Software localization on Windows


- by Atsushi Kaneko -

 
Software localization is more complicated than mere translation of the text and messages that a user sees. Additional key considerations include internationalization of software source code and full localization of the software user interface for language, time, currency, script, and culture. Prior to starting any localization project, there are several steps you can take in order to minimize the resources required and maximize the number of languages for the localization.

For the first step - internationalization of the software source code - the main considerations are not to touch the core component during the actual localization work and to break the job down into separate, localizable components. This helps reduce the scale of resources required.

Internationalization of source code

The first task is to extract code strings into Windows resource files. This is a step in basic software development as well as in software localization. By extracting all strings that need to be translated from the core components, you don't have to touch the core itself and you can focus only on translation of the user interface (UI) message text.

The second task is to adapt the code to country-specific conventions and formats, including date, time, and currency. This is very important but is often neglected at the programming stage. For example, whereas Americans usually write a date in the order of month, day, then year, in Japan, the year comes first followed by month and day. The Windows system provides dates according to a default convention (which is user customizable), and your application should obtain all such data from the operating system. Another example of data amenable to localization are the font names that appear in the UI, which vary by language, character set, and Windows version.

The next task is to make the string buffers long enough to store the translated strings, or allocate sufficient space at runtime. The string lengths after translation might be longer than the original (English) strings. If a translated message cannot fit into the buffer, it will either be truncated or buffer overflow will occur, resulting in message truncation or a memory leak. One good approach is to consider the string buffer length as a variable or make it longer than the longest expected translation length.

The fourth task is to provide for the handling of Asian character (multibyte) sets. Asian character sets such as Japanese, Korean, and traditional or simplified Chinese are generally referred to as multibyte character sets (or two-byte or double-byte sets) since they make use of extra memory to store each character. Why is this? It's a simple question of quantity. Single byte (Western) character sets need encode no more than a few dozen characters to provide basic functionality. In contrast, the complicated kanji characters (ideograms) used by Japanese (originally adopted from Chinese) run to 40,000 and more (counting highly specialized characters - a mere 2,000 are sufficient for reading a daily newspaper), and a single 8-bit word is obviously inadequate to code even a fraction of them.

Unicode vs.
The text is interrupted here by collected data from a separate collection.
PR #5895, opened 2020-01-28
Fix database connection leak when closing PDO connection

joshkel:
We discovered a resource leak (database connection leak) in our application's test suite. We investigated and discovered that, although the test suite was calling `CI_DB_driver::close()` after each test, the `result_id` member variable still maintained an internal reference to the database connection, which kept the connection from being closed.

This is using pdo_sqlsrv; I have not tested other PDO drivers.

This PR addresses the problem by clearing `result_id` within CodeIgniter's PDO driver's `_close` method, but if another approach would be better, please let me know.

### DIFF
--- a/system/database/drivers/pdo/pdo_driver.php
+++ b/system/database/drivers/pdo/pdo_driver.php
@@ -326,4 +326,17 @@ class CI_DB_pdo_driver extends CI_DB {
 		return 'TRUNCATE TABLE '.$table;
 	}
 
+	// --------------------------------------------------------------------
+
+	/**
+	 * Close DB Connection
+	 *
+	 * @return	void
+	 */
+	protected function _close()
+	{
+		$this->result_id = FALSE;
+		$this->conn_id = FALSE;
+	}
+
 }


narfbg:
Sorry, but this is honestly the first time I hear of a "connection leak" and am having a hard time understanding how it might be a problem. Care to elaborate?

On a side note, PHP itself is supposed to close any remaining connections at the end of script execution, so this might actually be a PHP bug.

Either way though, sounds more like an issue with the `result_id` handling and handling it in `close()` seems like an overkill solution.

joshkel:
Sure. Sorry for the lack of details.

We ran into this problem in our test suite, rather than when running the application normally. We're using PHPUnit plus [ci-phpunit-test](https://github.com/kenjis/ci-phpunit-test). As I understand it, PHPUnit creates one instance of the appropriate `TestCase` subclass for each test that's run, and ci-phpunit-test in particular apparently stores a [CodeIgniter instance](https://github.com/kenjis/ci-phpunit-test/blob/6a823bbc3a3bb0a7a7dc1cd0f5ada0b1d305c74e/application/tests/_ci_phpunit_test/CIPHPUnitTestCase.php#L44) within each subclass of its `CIPHPUnitTestCase` class. For each test, ci-phpunit-test [resets the CodeIgniter instance and closes any previous database connections](https://github.com/kenjis/ci-phpunit-test/blob/6d813b32482822b7dc9c97be02c742a2dde3a1df/application/tests/_ci_phpunit_test/functions.php#L25) - so previous tests may keep their own local references to previous CodeIgniter instances, but the database connections in particular are closed, so it ought to be okay. And it means that the test suite can't wait until PHP cleans up at the end of script execution, but as long as `CI_DB_driver::close()` works, it's met our needs very well.

We recently switched from CodeIgniter's sqlsrv driver to its pdo_sqlsrv driver (so that we could interoperate with a third-party library that expected a PDO object), and our test suite started failing with "Too many open files" errors. We found that the problem was a large number of TCP sockets open to SQL Server. Further investigation pinpointed the `result_id` member in particular as preventing `CI_DB_driver::close()` from actually closing the connection.

I looked at the `result_id` handling to see if it could be addressed there, but I don't see how. As long as `affected_rows()` can be called at any point after a query, it seems that the driver needs to keep `result_id`, and that leaves `close()` as the best place to make sure that all resources are, in fact, closed. If I'm missing something, please let me know.

Thanks for the quick reply. I can put together some sample code to demonstrate the problem if it would help.

narfbg:
OK, at least I get where you're coming from now.

Clearing `CI_DB_driver::$result_id` in `close()` is undoubtedly the easiest solution, but ... it's a fault caused by a third-party unit testing library, combined with a possible PHP/PDO bug, in turn combined with your own decision to switch to PDO because of an entirely different third-party library that you use.
Just in principle, if something is completely outside of CI's control it's also not CI's responsibility to handle it, but even if we ignore that, this "fix" is very likely just masking an undiagnosed problem somewhere else.

joshkel:
Thanks, but I really don't agree with that analysis. Even though the problem is triggered by a third-party testing library, the problem is within the `close()` method itself:

* `close()` is supposed to close the database connection.
* We've seen that, for one of CI's supported database drivers, when that driver is used in a normal, documented and supported fashion, it doesn't close that connection.
* PDO doesn't offer an explicit close operation, so the only way to close a connection is by unsetting any references to the PDO object.
* It's not a bug within PHP / PDO: a PDOStatement (the data type of `$result_id`) needs a server connection (for example, so that it can fetch the next row of a result set if needed), so as long as a PDOStatement exists, it may keep the connection open. This is [documented behavior](https://www.php.net/manual/en/pdo.connections.php):
    > The connection remains active for the lifetime of that PDO object. To close the connection, you need to destroy the object by ensuring that all remaining references to it are deleted—you do this by assigning NULL to the variable that holds the object... If there are still other references to this PDO instance (such as from a PDOStatement instance, or from other variables referencing the same PDO instance), these have to be removed also (for instance, by assigning NULL to the variable that references the PDOStatement).
* As a result of PDO's design, there may be circumstances in which `close()` can't ensure that the database connection is closed. (For example, if a piece of code is storing a `CI_DB_result` somewhere, there's nothing that the `close()` can do about that.) But it should at least do what it can to actually free the database resources that it is aware of, including `$result_id`.
* Invalidating `$result_id` within `close()` is consistent with the observed behavior of other CI drivers. For example, for the sqlsrv driver, if I `close()` the connection and then try to call `affected_rows()` (which uses `$result_id` internally), I get back a PHP error: "Warning: sqlsrv_rows_affected(): supplied resource is not a valid ss_sqlsrv_stmt  resource." So the specific behavior might be different, but the general result ("using the result ID after closing the database is undefined behavior") would be the same.

Based on the that, it seems to me that this PR is the proper design: `close()` should do what it can to properly close the database connection by properly freeing the database connection resources that it has. If it doesn't, that's a bug within `close()`, and it's under CI's control and part of CI's responsibility, rather than a misdiagnosed problem somewhere else. And, since other CI drivers already demonstrate undefined behavior from trying to use `$result_id` after calling `close()`, this PR should be low-risk and consistent with other drivers.

Thank you.

kenjis:
I agree with @joshkel .

I expect the method `close()` closes the database connection, because the name tells so.

And one driver closes the connection, but another driver does not close actually.
That is not consistent.

narfbg:
Well, that is much more convincing than references to ci-phpunit-test. If you tell me that you're only experiencing a problem with a third-party package, I'm 99% sure to conclude that it is the third-party package causing the problem. :)

Still, have you noticed that half of the points you listed are basically issues with PDO's design? That's why I keep referring to this as a possible PHP/PDO bug, and am still not convinced that `close()` needs to do anything to `$result_id` ... it's just not its job to do garbage collection and more in particular I disagree with this statement of yours:

> But it should at least do what it can to actually free the database resources that it is aware of, including `$result_id`.

As a general rule of thumb, I don't attempt to write code that is by definition imperfect and cannot ever be guaranteed to do its job. And the "undefined behavior" after `close()` triggered by other drivers are pretty consistent with that too - it's not actually undefined behavior; we know the operation will fail, because the resource they refer to is dead - problem solved. This has never even been a consideration for CI.

For whatever reason though, PDO will bend over backwards to maintain a connection and completely shifts the burden of tracking every reference onto you. There's 2 ways to go about that - pass on that responsibility to the user, as it is evidently intended to; or try to abstract it away so you don't have to deal with it and ... I have to repeat myself like that, but trying to solve an unsolvable problem is futile.

joshkel:
Thanks for the reply. I really appreciate your taking the time to discuss.

So...

Like you, I wish that PDO had an explicit close operation. I consider that a shortcoming of its design. Although it seems odd to equate "design shortcoming" with "a possible bug." After all, there are aspects of CodeIgniter that I wish were designed differently, and there are aspects of my own code that I wish were designed differently. :slightly_smiling_face: Technical debt happens, tradeoffs that made sense at one time may no longer make sense, etc. And, of course, having to work with a flawed API or less-than-ideal design doesn't excuse me from doing my best to make the code that I'm responsible for work.

You said that there are only two approaches CI could take: pass on that responsibility to the user, or try to abstract it away. But CI already made the decision to try to abstract it: that's what its database layer is. :slightly_smiling_face: Sure, it's true that preserving that abstraction in all circumstances is an unsolvable problem, but that's nothing new: [all abstractions leak](https://www.joelonsoftware.com/2002/11/11/the-law-of-leaky-abstractions/). An abstraction layer like CI's database layer (or any of the examples from Joel Spolsky's article) can still have enormous value by preserving the abstraction where it easily can.

I can understand saying that users are responsible for tracking database references, but `$result_id` is created by CI without any knowledge or action on behalf of the user, and it isn't documented in the user guide, and the fact that it's a PDOStatement instance appears to be an implementation detail. So I don't understand saying that CI provides an abstraction layer, except for this one scenario where it shifts full responsibility of understanding the abstracted internals to the user. And I don't understand saying that users are responsible for not only maintaining their own database references but also understanding references that are otherwise created and tracked internally by CI, when it would be very straightforward for CI to clean up those references itself.

I can understand not wanting to write code that can't be guaranteed to work. But, right now, the CI PDO driver's `close()` method is guaranteed to _not_ work. The PDO API documentation says how to manage connections (to close a connection, clear all references to connection-related objects), and the CI PDO driver does the opposite (by creating and keeping a reference to a connection-related object even when trying to close the connection). I can understand saying that the PDO API isn't designed the way you and I wish it were, but I don't understand having CI code that doesn't comply with what the design of the PDO API is. I can understand saying that we can't solve every problem users might create (depending on what they do with PDO references), but I don't understand choosing not to solve a problem that we create ourselves (with the CI PDO driver's own `$result_id` reference).

I would understand it if the proposed changes added complexity or added unreliability or required a lot of extra code, because then there are non-trivial tradeoffs in terms of future maintenance or reliability. But this is a straightforward change (1-4 lines of code, depending on how you count the code for overriding the parent function), and as long as users aren't storing `CI_DB_result` instances anywhere and aren't mucking around with `$conn_id` or `$result_id` themselves, it's 100% reliable.

That's the point I was trying to make about undefined behavior: I could understand not wanting to include this change if it made the CI PDO driver act differently than other CI drivers or if it risked breaking backward compatibility. But, as far as I can understand, it makes it behave closer to other drivers, and I'd argue that any changes relating to backward-compatible behavior should be safe, because they fall under the category of undefined behavior. (And I think it's expected and good that you'd get unspecified bad results - undefined behavior - if you try to use a result after `close()`.)

Honestly, even setting aside the discussions of API design and resource management and abstractions, I'm having trouble understanding the opposition to this PR: it reliably addresses a known use case, it makes the code better comply with the API interfaces that it's using, and it does so without noticeably hurting the code's maintainability. That seems like a win.

narfbg:
> Although it seems odd to equate "design shortcoming" with "a possible bug."

Bad design naturally often leads to bugs and I said "possible" for a reason. Whatever, this is a moot point. :)

> You said that there are only two approaches CI could take: pass on that responsibility to the user, or try to abstract it away. But CI already made the decision to try to abstract it: that's what its database layer is. 🙂 Sure, it's true that preserving that abstraction in all circumstances is an unsolvable problem, but that's nothing new: [all abstractions leak](https://www.joelonsoftware.com/2002/11/11/the-law-of-leaky-abstractions/). An abstraction layer like CI's database layer (or any of the examples from Joel Spolsky's article) can still have enormous value by preserving the abstraction where it easily can.

Sorry, but those are false equivalences in my view.

A framework or library will by definition try to abstract, but that doesn't mean it will abstract absolutely everything and you can't default to such a conclusion.
Also, the referenced article doesn't say "all abstractions", but "all *non-trivial* abstractions" and even if we take that as undisputable truth, I don't see how that justifies any decision on our part.

> I can understand saying that users are responsible for tracking database references, but `$result_id` is created by CI without any knowledge or action on behalf of the user, and it isn't documented in the user guide, and the fact that it's a PDOStatement instance appears to be an implementation detail. So I don't understand saying that CI provides an abstraction layer, except for this one scenario where it shifts full responsibility of understanding the abstracted internals to the user.

It doesn't have to need full understanding of internals (more on that later) and there's plenty of instances where we don't attempt to do something that PHP itself doesn't provide easy access to.
Some things are just not worth it, others are practically impossible and in general the DB layer is only a proxy to underlying PHP APIs.

> And I don't understand saying that users are responsible for not only maintaining their own database references but also understanding references that are otherwise created and tracked internally by CI, when it would be very straightforward for CI to clean up those references itself.

It should be straightforward to make it so that you only need to take care of (in this case) `CI_DB_result` instances. Let's go back to something you said earlier:

>> I looked at the `result_id` handling to see if it could be addressed there, but I don't see how. As long as `affected_rows()` can be called at any point after a query, it seems that the driver needs to keep `result_id`, and that leaves `close()` as the best place to make sure that all resources are, in fact, closed. If I'm missing something, please let me know.

I've only looked at `CI_DB_pdo_driver`, but it does look like `affected_rows()` is the only place where `result_id` is needed outside of `CI_DB_result` and for that, we can simply cache the result of `PDOStatement::rowCount()` and just like that we no longer need to keep `result_id`.

> I can understand not wanting to write code that can't be guaranteed to work. But, right now, the CI PDO driver's `close()` method is guaranteed to *not* work. The PDO API documentation says how to manage connections (to close a connection, clear all references to connection-related objects), and the CI PDO driver does the opposite (by creating and keeping a reference to a connection-related object even when trying to close the connection).

That's a convincing argument, but not necessarily one for handling `result_id` *inside* `close()`.

> I can understand saying that the PDO API isn't designed the way you and I wish it were, but I don't understand having CI code that doesn't comply with what the design of the PDO API is.

Um, what? Isn't the entire problem that PDO is clearly designed to shift reference management responsibility onto the user? How is doing exactly that not complying with its design? Maybe I don't understand what you're trying to say here, but it's obviously not helping to support your argument.

> I can understand saying that we can't solve every problem users might create (depending on what they do with PDO references), but I don't understand choosing not to solve a problem that we create ourselves (with the CI PDO driver's own `$result_id` reference).

I feel like you're repeating yourself here and I already responded to this argument.

> I would understand it if the proposed changes added complexity or added unreliability or required a lot of extra code, because then there are non-trivial tradeoffs in terms of future maintenance or reliability. But this is a straightforward change (1-4 lines of code, depending on how you count the code for overriding the parent function), and as long as users aren't storing `CI_DB_result` instances anywhere and aren't mucking around with `$conn_id` or `$result_id` themselves, it's 100% reliable.

It has nothing to do with how straightforward the change is. It's about whether a problem needs to be addressed to begin with *and* whether that's the correct way to address it. And by extension whether the solution is effective, which as you correctly pointed out is entirely dependant on what the user does - my biggest issue with it.
But on another note, it's also about setting a precedent where we would now have to consider everybody wanting us to manage and cleanup object references for them, because we'd already be doing it. Even when limited to the DB classes, `close()` will fundamentally change from a simple proxy for `<insert_driver_name_here>_close()` into the one place to cleanup everything.
If this aspect wasn't important, there would be no talk of consistency, ever.

> That's the point I was trying to make about undefined behavior: I could understand not wanting to include this change if it made the CI PDO driver act differently than other CI drivers or if it risked breaking backward compatibility. But, as far as I can understand, it makes it behave closer to other drivers, and I'd argue that any changes relating to backward-compatible behavior should be safe, because they fall under the category of undefined behavior. (And I think it's expected and good that you'd get unspecified bad results - undefined behavior - if you try to use a result after `close()`.)

OK ...

> Honestly, even setting aside the discussions of API design and resource management and abstractions, I'm having trouble understanding the opposition to this PR: it reliably addresses a known use case, it makes the code better comply with the API interfaces that it's using, and it does so without noticeably hurting the code's maintainability. That seems like a win.

Well, for starters it's not necessarily opposition, but rather resistance - the difference is subtle, but important (the PR is still open, isn't it?) :)
Everything goes under scrutny. That might not be obvious sometimes, like when I just merge a pull request without having any discussion, but that doesn't mean it's not happening. I get that it is unpleasant at times, but I firmly believe that if CI would be an unmaintainable mess by now if I approached it any differently.

But now that you mention it, there's your use case too ... I didn't feel like it mattered much, but let's consider it for a second.
Firstly, you say that it reliably addresses it, while we already agreed that it's not a 100% reliable solution - please don't do that; though unintentional, it's mildly dishonest.
But more importantly, a known use case isn't necessarily a good use case. You're so far the only person with such a use case, and it's based entirely on a third-party library that wants to access a PDO object, yet you yourself said that `conn_id` and `result_id` are implementation details. And I don't know if you realize how correct you were in saying that - they are indeed intended for internal use only; the only reason they're public is because of legacy design decisions that preceed visibility declarations in PHP. To put it in other words - your particular use case shouldn't exist at all.

With all of that being said, I'm simply not convinced yet. On `conn_id` - sure, if nullifying it is the equivalent of another driver's `<name>_close()` function call, that's good enough. But I'm not convinced that `result_id` should be handled *there* as well, if at all.

joshkel:
I apologize if I repeated myself; I realized after I wrote that that I was probably getting too long-winded. I apologize. I'll admit I'm getting frustrated here.

> Well, for starters it's not necessarily opposition, but rather resistance - the difference is subtle, but important (the PR is still open, isn't it?) :)

That's a good point, and thank you. I really do appreciate your taking the time to engage.

And, to be clear, I'm good with design scrutiny - I'm just having trouble seeing how we're seeing this so differently.

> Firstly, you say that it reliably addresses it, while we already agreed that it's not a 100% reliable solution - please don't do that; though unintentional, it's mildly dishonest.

MBCS (Multibyte character set)

The design of Unicode is based on the simplicity and consistency of ASCII, but goes far beyond ASCII's limited ability to encode only the Latin alphabet. The Unicode standard provides sufficient capacity to encode all characters used for the written languages of the world. It uses 16-bit encoding that provides code points for more than 65,000 characters. To keep character coding simple and efficient, the Unicode standard assigns each character a unique 16-bit value, and does not use complex modes or escape codes.

Enabling MBCS with Visual C/C++

To enable MBCS when programming with Visual C/C++, it is necessary to understand the concept of "code page". A code page is a character set that includes numbers, punctuation marks, and other glyphs. Different languages and locales may use different code pages. For example, ANSI code page 1252 is used for American English, and OEM code page 932 is used for Japanese kanji & hiragana (hiragana is one of the two phonetic character sets that Japanese uses). A code page can be represented in a table as a mapping of characters to single or multibyte values. Many code pages share the ASCII character set for characters in the range 0x00 - 0x7F.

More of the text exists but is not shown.